PR #133, opened 2017-07-20
Relative Path Bug Fix

### LINKED ISSUE #112: Use of Relative paths for loading assets causes hard loads to fail on deep routes in the client-side router.
If I load `https://private.deciphernow.com/services/ess/1.0/gmadmin/dashboard/jvm`, then the app attempts to load the CSS bundle from `https://private.deciphernow.com/services/ess/1.0/gmadmin/dashboard/static/css/main.***.css`. This causes me to suspect that the app is currently using `./` as the baseURL for the client router, when it should really be the URL set in the `index.html` head

image

spmcbride1201:
Prior to (the) TheNextWeb conference, I had to hack together a solution to be able to host this app in a deeply-nested path. The end result worked, but had issues with some deeply nested client side routes. This PR represents my attempt to put together a better solution. It involves changing how I injected string templates into index.html and the JS bundle, changes to the BASH script that replaces the template, and changes to the client-side logic for inferring scrape target endpoints based on where the app is hosted. The README has been modified to adjust these changes.

In the course of this work, I encountered unusual `node-gyp` errors (actually related to an NPM 5 bug, but I didn't know it at the time). In the course of "fixing" these errors, I blew away my NODE_MODULES directory and the package lock file, reran `npm install`, and went down a rabbit hold that involved the following:
1. Removing react-a11y based on the inclusion of an alternate solution in CRA
2. Removing eslint middlewares that were redundant with CRA
3. Removing other unused modules (and then reinstalling one because I was overeager)
4. Updating CRA to 1.0.10 to pick up relevant bug fixes.

As this is a hot fix, I've tentatively deployed the dashboard, so you can see this code running at:
https://private.deciphernow.com/services/ess/1.0/gmadmin/summary

Good Times!
Resolves #112


package.json
```diff
@@ -20,38 +19,34 @@
...
   },
   "devDependencies": {
     "enzyme": "~2.8.2",
     "eslint-config-prettier": "^2.3.0",
-    "eslint-plugin-flowtype": "^2.35.0",
-    "eslint-plugin-import": "^2.7.0",
-    "eslint-plugin-jsx-a11y": "^6.0.2",
     "eslint-plugin-prettier": "^2.1.2",
     "eslint-plugin-react": "^7.1.0",
+    "jest-cli": "^20.0.4",
```
spmcbride1201: totally mysterious why I needed to install this now, but CircleCI wouldn't run my tests otherwise.

src/utils.js
```diff
@@ -238,9 +239,9 @@ export function getRuntime() {
 export function generateEndpoints() {
   switch (getRuntime()) {
     case "JVM":
-      return ["admin/metrics.json"];
+      return [getBasename().replace("/gmadmin/", "/admin/metrics.json")];
```
spmcbride1201: I sorta explain the logic of these functions in the README. In the future, I plan to provide a mechanism that these can be set manually / adjusted via the settings component in the app.

src/registerServiceWorker.js
```diff
@@ -8,40 +8,97 @@
 // To learn more about the benefits of this model, read https://goo.gl/KwvDNy.
```
spmcbride1201: All of these changes are just copypasta following the CRA upgrade guide

.eslintrc
```diff
@@ -27,7 +27,9 @@
     "react/self-closing-comp": 1,
     "react/sort-comp": 1,
     "react/sort-prop-types": 1,
-    "react/wrap-multilines": 0
+    "react/wrap-multilines": 0,
+    "jsx-a11y/href-no-hash": "off",
+    "jsx-a11y/anchor-is-valid": ["warn", { "aspects": ["invalidHref"] }]
```
spmcbride1201: I had to add these to silence ESLINT errors. There's an active GitHub Issue open, so I view this as a temporary workaround to hide meaningless linting errors.

src/utils.js
```diff
@@ -254,7 +255,7 @@ export function generateEndpoints() {
 export function generateThreadsEndpoint() {
   switch (getRuntime()) {
     case "JVM":
-      return "admin/threads";
+      return getBasename().replace("/gmadmin/", "/admin/threads");
```
shindigira: Verified that the proper endpoints are being set.   

screen shot 2017-07-21 at 4 43 32 pm

src/style/index.less
```diff
@@ -16,8 +16,12 @@
...
 @import 'components/reactInputRange.less';
 @import 'components/recharts.less';
-@import '../../node_modules/react-grid-layout/css/styles.css';
-@import '../../node_modules/react-resizable/css/styles.css';
+
+// Hard Copied Stylesheets from 3rd party react components
+// These styles might become stale or out of sync with the
+// components that they reference
+@import 'components/react-grid-layout.css';
+@import 'components/react-resizable.css';
```
shindigira: This was giving me an issue when I `npm install`ed the latest modules but this is a good workaround.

YOUR OBJECTIVE:
Beginning at the top of the entries above, output each line exactly, and end with the line in which "### LINKED ISSUE" appears.

ANSWER SPACE:
PR #133, opened 2017-07-20
Relative Path Bug Fix

### LINKED ISSUE #112: Use of Relative paths for loading assets causes hard loads to fail on deep routes in the client-side router.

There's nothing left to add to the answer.